= Beginning of Section =
PR #746, opened 2026-04-13
Ensure CocoaLifecycle doesn't terminate the app.

### LINKED ISSUE #745: CocoaLifecycle terminates application instances
### Describe the bug

When the CocoaLifcycle exits, it fully terminates the application instance, rather than just stopping the event loop. This means it is not possible to have business logic *after* the event loop shutdown, and Python`atexit` handlers will not be executed.

### How to reproduce the bug

See beeware/toga#4230

### Minimum example code

```shell
import toga
import atexit
import sys

def my_atexit():
    print(f'my atexit is never called')

original_excepthook = sys.excepthook
def my_exception_handler(type, value, traceback):
    print(f'my uncaught exception handler is never called')
    original_excepthook(type, value, traceback)

class App(toga.App):
    def startup(self):
        self.main_window = toga.MainWindow()
        self.button = toga.Button('exit', on_press=self._button_on_press)
        self.main_window.content = self.button
        self.main_window.show()
    def _button_on_press(self, button):
        # raise RuntimeError()
        self.app.exit()

sys.excepthook = my_exception_handler
# raise RuntimeError()
atexit.register(my_atexit)
app = App('App', 'org.beeware.toga.app')
app.main_loop()
print(f'This is never printed.')
```

### Screenshots

_No response_

### Environment details

- Operating system and version: All; tested on macOS 15.6.1
- Python version: All; tested on 3.12.7
- Software versions:
  - Rubicon 0.5.3

### Logs

```

```

### Additional context

It's interesting to note that CocoaLifecycle is inconsistent with iOSLifecycle and CFLifecycle - those two lifecycles both stop, rather than terminating the app.

freakboy3742:
Fixes #745 

Modifies the `stop()` method on CocoaLifecycle to just stop the event loop, rather than fully terminating the app.

Includes tests for the CFLifecycle and CocoaLifecycle, plus a cleanup of the constructor for CFLifecycle so that an explicit event loop isn't required.

I've tested this with the test case provided in the discussion on beeware/toga#4320, and with the `Window` example in the Toga repo (which has complex on-exit logic); both seem to work with this change.

## PR Checklist:

### DIFF
--- a/src/rubicon/objc/eventloop.py
+++ b/src/rubicon/objc/eventloop.py
@@ -818,8 +818,11 @@ else:  # pragma: no-cover-if-lt-py314
 class CFLifecycle:
     """A lifecycle manager for raw CoreFoundation apps."""
 
-    def __init__(self, cfrunloop):
-        self._cfrunloop = cfrunloop
+    def __init__(self, cfrunloop=None):
+        if cfrunloop:
+            self._cfrunloop = cfrunloop
+        else:
+            self._cfrunloop = libcf.CFRunLoopGetMain()
 
     def start(self):
         libcf.CFRunLoopRun()
@@ -838,10 +841,10 @@ class CocoaLifecycle:
         self._application.run()
 
     def stop(self):
-        self._application.terminate(None)
+        self._application.stop(None)
 
 
-class iOSLifecycle:
+class iOSLifecycle:  # pragma: no cover
     """A life cycle manager for iOS (`UIApplication`) apps."""
 
     def start(self):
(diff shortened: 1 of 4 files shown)


src/rubicon/objc/eventloop.py
```diff
@@ -530,10 +530,7 @@ def run_forever(self, lifecycle=None):
                 "To recursively run the event loop, call run()."
             )
 
-        try:
```
freakboy3742, line 533: This redundancy was revealed during testing. The only way to exit `run_forever()` is to call `stop()` on the event loop so having the event loop call `stop()` means you get a double call. It's not a problem - all it means is a redundant call.

mhsmith (approved):

Issue #786, opened 2026-07-02
Crash on iOS due to NSEvent not being available


freakboy3742:
### Describe the bug

The 0.5.5 release included a fix for #784; however, that fix doesn't work on iOS, because NSEvent isn't available

### How to reproduce the bug

Run any app on iOS with Rubicon 0.5.5.

### Minimum example code

```shell

```

### Environment details

- Operating system and version: All (tested on iOS 26.2)
- Python version: All (tested on 3.14)
- Software versions:
  - Rubicon 0.5.5

### Logs

```
  File "/Users/rkm/Library/Developer/CoreSimulator/Devices/14013343-F25E-400D-B647-AB8A0C589067/data/Containers/Bundle/Application/B5AC46ED-65F2-4EE7-B083-F9EC20CF0988/Python WA Demo.app/app_packages/toga_iOS/app.py", line 2, in <module>
    from rubicon.objc.eventloop import RubiconEventLoop, iOSLifecycle
  File "/Users/rkm/Library/Developer/CoreSimulator/Devices/14013343-F25E-400D-B647-AB8A0C589067/data/Containers/Bundle/Application/B5AC46ED-65F2-4EE7-B083-F9EC20CF0988/Python WA Demo.app/app_packages/rubicon/objc/eventloop.py", line 117, in <module>
    NSEvent = ObjCClass("NSEvent")
  File "/Users/rkm/Library/Developer/CoreSimulator/Devices/14013343-F25E-400D-B647-AB8A0C589067/data/Containers/Bundle/Application/B5AC46ED-65F2-4EE7-B083-F9EC20CF0988/Python WA Demo.app/app_packages/rubicon/objc/api.py", line 1418, in __new__
    ptr, name = cls._new_from_name(name_or_ptr)
                ~~~~~~~~~~~~~~~~~~^^^^^^^^^^^^^
  File "/Users/rkm/Library/Developer/CoreSimulator/Devices/14013343-F25E-400D-B647-AB8A0C589067/data/Containers/Bundle/Application/B5AC46ED-65F2-4EE7-B083-F9EC20CF0988/Python WA Demo.app/app_packages/rubicon/objc/api.py", line 1275, in _new_from_name
    raise NameError(f"ObjC Class {name} couldn't be found.")
NameError: ObjC Class b'NSEvent' couldn't be found.
```

freakboy3742:
Fixed by #787

PR #806, opened 2026-08-05
Load AppKit before accessing NSEvent in macOS event loop

aronnaxlin:
## Problem

When `rubicon.objc.eventloop` is imported before any framework that has already loaded AppKit (e.g. in headless daemons or CLI apps that don't use toga), `ObjCClass("NSEvent")` raises `NameError: ObjC Class b'NSEvent' couldn't be found` because AppKit isn't registered in the Objective-C runtime yet.

This is the macOS equivalent of #786 (which is iOS-specific). It affects apps that import `rubicon.objc.eventloop` directly for a CoreFoundation-based asyncio event loop without first loading AppKit through another dependency.

### Reproducer

```python
# Fresh interpreter, no other rubicon/AppKit imports first
```

On macOS (any version, tested on Python 3.14 + rubicon-objc 0.5.6) this crashes with:

```
NameError: ObjC Class b'NSEvent' couldn't be found.
```

## Fix

Call `load_library("AppKit")` before accessing `NSEvent`, mirroring how `CoreFoundation` is already loaded for the CF types at the top of the module. `load_library` is already imported in this module.

`NSRunLoop` is available from Foundation (which `rubicon.objc` loads transitively), so only `NSEvent` needs AppKit.

## PR Checklist:
  - Assisted-by: Oh My Pi (OMP) with Kimi K3
- [ ] This PR will generate a changelog entry

### DIFF
--- a/changes/806.bugfix.md
+++ b/changes/806.bugfix.md
@@ -1,0 +1,1 @@
+The macOS event loop now loads AppKit before accessing NSEvent, fixing a NameError when the event loop is imported before any other framework that loads AppKit (e.g. in non-toga headless apps).
--- a/changes/806.bugfix.md
+++ b/changes/806.bugfix.md
@@ -1,1 +1,1 @@
-The macOS event loop now loads AppKit before accessing NSEvent, fixing a NameError when the event loop is imported before any other framework that loads AppKit (e.g. in non-toga headless apps).
+The macOS event loop integration no longer requires an explicit load of the `AppKit` library before being imported.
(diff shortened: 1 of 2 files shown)


changes/806.bugfix.md
```diff
@@ -0,0 +1 @@
+The macOS event loop now loads AppKit before accessing NSEvent, fixing a NameError when the event loop is imported before any other framework that loads AppKit (e.g. in non-toga headless apps).
```
freakboy3742:
```suggestion
The macOS event loop integration no longer requires an explicit load of the `AppKit` library before being imported.
```

freakboy3742 (approved):
Thanks for the PR! I've tweaked the release note, but otherwise this looks great. Apologies for the inconvenience around the actual problem you hit.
= End of Section =
» What you have to do: Identify the lines in the entries above that contain "RuntimeError", then copy them out.

» Answer box:
        # raise RuntimeError()
# raise RuntimeError()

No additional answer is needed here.